# FR: Fais-leur bien comprendre qu'il ne faut pas passer



## redmanPH

hello,

i understand that this means something to the effect of "make them understand that none shall pass" but i was just wondering, pourquoi est-ce que l'on a utilisé le mot "leur" au lieu de "eux" ? Je croyais que "eux" signifie "them" et en revanche "leur" ne s'utilise que comme possessif et objet indirect ? 

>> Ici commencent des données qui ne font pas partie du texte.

PR #2076, opened 2025-06-04
lib: add support for qlogging packet lost events

LPardue:
To date, we've focused on reporting packet loss counts as aggregate metrics.

This change adds support for the qlog packet_lost event. We already log packet_sent events and include the frames in that event, so we can reduce overheads by omitting them from the packet_lost events.

The tricky part of this change is wiring up logging so that it can access the data it needs. Rather than modify the recovery module to change it from passing a count to a list of packets, I opted instead to conditionally store lost packets based on the qlog feature, and then provide an accessor for reading them at key points in the connection lifecycle (in the receive loop, or after a timeout). By storing the loss Instant, we ensure the event is logged with a timestamp reflective of the actual time quiche determined the loss.

### DIFF
--- a/quiche/src/lib.rs
+++ b/quiche/src/lib.rs
@@ -1920,6 +1920,10 @@ const QLOG_METRICS: EventType =
     EventType::RecoveryEventType(RecoveryEventType::MetricsUpdated);
 
 #[cfg(feature = "qlog")]
+const QLOG_PACKET_LOST: EventType =
+    EventType::RecoveryEventType(RecoveryEventType::PacketLost);
+
+#[cfg(feature = "qlog")]
 const QLOG_CONNECTION_CLOSED: EventType =
     EventType::ConnectivityEventType(ConnectivityEventType::ConnectionClosed);
 
@@ -3364,6 +3368,20 @@ impl<F: BufFactory> Connection<F> {
         qlog_with_type!(QLOG_PACKET_RX, self.qlog, q, {
             let recv_path = self.paths.get_mut(recv_pid)?;
             recv_path.recovery.maybe_qlog(q, now);
+        });
+
+        qlog_with_type!(QLOG_PACKET_LOST, self.qlog, q, {
+            let recv_path = self.paths.get_mut(recv_pid)?;
+            for (header, time_lost) in recv_path.recovery.get_lost_pkts(epoch) {
+                let ev_data =
+                    EventData::PacketLost(qlog::events::quic::PacketLost {
+                        header: Some(header),
+                        frames: None,
+                        trigger: None,
+                    });
+
+                q.add_event_data_with_instant(ev_data, time_lost).ok();
+            }
         });
 
         if let Some(e) = frame_processing_err {
@@ -6474,6 +6492,29 @@ impl<F: BufFactory> Connection<F> {
 
                     qlog_with_type!(QLOG_METRICS, self.qlog, q, {
                         p.recovery.maybe_qlog(q, now);
+                    });
+
+                    qlog_with_type!(QLOG_PACKET_LOST, self.qlog, q, {
+                        for epoch in [
+                            packet::Epoch::Initial,
+                            packet::Epoch::Handshake,
+                            packet::Epoch::Application,
+                        ] {
+                            for (header, time_lost) in
+                                p.recovery.get_lost_pkts(epoch)
+                            {
+                                let ev_data = EventData::PacketLost(
+                                    qlog::events::quic::PacketLost {
+                                        header: Some(header),
+                                        frames: None,
+                                        trigger: None,
+                                    },
+                                );
+
+                                q.add_event_data_with_instant(ev_data, time_lost)
+                                    .ok();
+                            }
+                        }
                     });
                 }
             }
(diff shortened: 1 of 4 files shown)


quiche/src/recovery/congestion/recovery.rs
```diff
@@ -246,6 +252,28 @@ impl RecoveryEpoch {
 
                     self.in_flight_count -= 1;
 
+                    #[cfg(feature = "qlog")]
+                    {
+                        // TODO: can we get the actual real packet type?
```
LPardue, line 279: As the comment suggests, this seems kludgy. It seems that we don't story the actual packet type anywhere I could read it and I didn't want to make too large a change. But maybe its really required.

The type is a required field in the qlog PacketHeader object defined in https://quicwg.org/qlog/draft-ietf-quic-qlog-quic-events.html#section-8.8

quiche/src/recovery/gcongestion/recovery.rs
```diff
@@ -245,7 +251,7 @@ impl RecoveryEpoch {
 
     fn detect_and_remove_lost_packets(
         &mut self, loss_delay: Duration, pkt_thresh: u64, now: Instant,
-        newly_lost: &mut Vec<Lost>,
+        newly_lost: &mut Vec<Lost>, epoch: packet::Epoch,
```
LPardue, line 268: Note the new `epoch` field is only necessary for the qlogging, and so generates a CI error when the `qlog` feature is not enabled. There's ways to workaround that but it suggests we shouldn't be using `epoch` to determine packet type.

LPardue:
@antoniovicente this PR will end up conflicting with https://github.com/cloudflare/quiche/pull/2070 but I wanted to keep the proposal as simple as possible to highlight the issues with storing/passing lost packet details. It should be easy enough to land this after your changes once we agree the important parts.

quiche/src/lib.rs
```diff
@@ -6475,6 +6493,29 @@ impl<F: BufFactory> Connection<F> {
...
+                            packet::Epoch::Application,
+                        ] {
+                            for (header, time_lost) in
+                                p.recovery.get_lost_pkts(epoch)
+                            {
+                                let ev_data = EventData::PacketLost(
+                                    qlog::events::quic::PacketLost {
+                                        header: Some(header),
+                                        frames: None,
+                                        trigger: None,
```
antoniovicente, line 6510: It seems that we could claim: `PacketLostTrigger::PtoExpired`

quiche/src/lib.rs
```diff
@@ -3366,6 +3370,20 @@ impl<F: BufFactory> Connection<F> {
...
         });
 
+        qlog_with_type!(QLOG_PACKET_LOST, self.qlog, q, {
+            let recv_path = self.paths.get_mut(recv_pid)?;
+            for (header, time_lost) in recv_path.recovery.get_lost_pkts(epoch) {
+                let ev_data =
+                    EventData::PacketLost(qlog::events::quic::PacketLost {
+                        header: Some(header),
+                        frames: None,
+                        trigger: None,
```
antoniovicente, line 3380: Is it possible to determine the loss detection trigger?  I'm guessing this one is `ReorderingThreshold`

quiche/src/lib.rs
```diff
@@ -6475,6 +6493,29 @@ impl<F: BufFactory> Connection<F> {
...
                     });
+
+                    qlog_with_type!(QLOG_PACKET_LOST, self.qlog, q, {
+                        for epoch in [
+                            packet::Epoch::Initial,
+                            packet::Epoch::Handshake,
+                            packet::Epoch::Application,
+                        ] {
+                            for (header, time_lost) in
+                                p.recovery.get_lost_pkts(epoch)
```
antoniovicente, line 6504: One possible worry is that in cases where qlog is enabled but QLOG_PACKET_LOST isn't, get_lost_pkts won't be called, so we'll accumulate a potentially large number of lost packets in this array until `on_pkt_num_space_discarded` is called at a future date.

quiche/src/recovery/congestion/recovery.rs
antoniovicente: Makes sense.  We can always try to refine this info further in the future.

quiche/src/recovery/gcongestion/recovery.rs
antoniovicente: Any way to annotate to avoid the error?  _epoch?

quiche/src/recovery/gcongestion/recovery.rs
```diff
@@ -588,6 +618,13 @@ impl RecoveryOps for GRecovery {
         std::mem::take(&mut self.epochs[epoch].lost_frames)
     }
 
+    #[cfg(feature = "qlog")]
+    fn get_lost_pkts(
+        &mut self, epoch: packet::Epoch,
+    ) -> Vec<(events::quic::PacketHeader, Instant)> {
+        std::mem::take(&mut self.epochs[epoch].lost_pkts)
```
antoniovicente, line 625: No code that clears this array in cases where get_lost_pkts is never called!

antoniovicente: I think it belongs in the `fn discard` from the RecoveryEpoch impl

context: i saw this sentence at the end of a trailer for a videogame about a french soldier during WW1


----------



## KaRiNe_Fr

Salut redmanPH,

Ici c'est _leur_ (pronom personnel) qui signifie _à eux_ : *fais bien comprendre à eux ... => fais leur bien comprendre...


----------



## redmanPH

ah ok je vois !! oh my i can't believe i missed that 

merci bcp


----------



## Thomas Tompion

KaRiNe_Fr said:


> Salut redmanPH,
> 
> Ici c'est _leur_ (pronom personnel) qui signifie _à eux_ : *fais bien comprendre à eux ... => fais leur bien comprendre...


I don't doubt that this is right, but would like a little clarification, please.

I have always thought that we say _Je l'ai fait conduire _- I made him drive but _Je lui ai fait conduire la voiture _- I made him drive the car.  When the infinitive governed by faire is without a direct object (i.e. no car), the person made to do the driving is a direct object, and when the infinitive governed by faire has a direct object (the car in this case), the person made to do the driving is an indirect object.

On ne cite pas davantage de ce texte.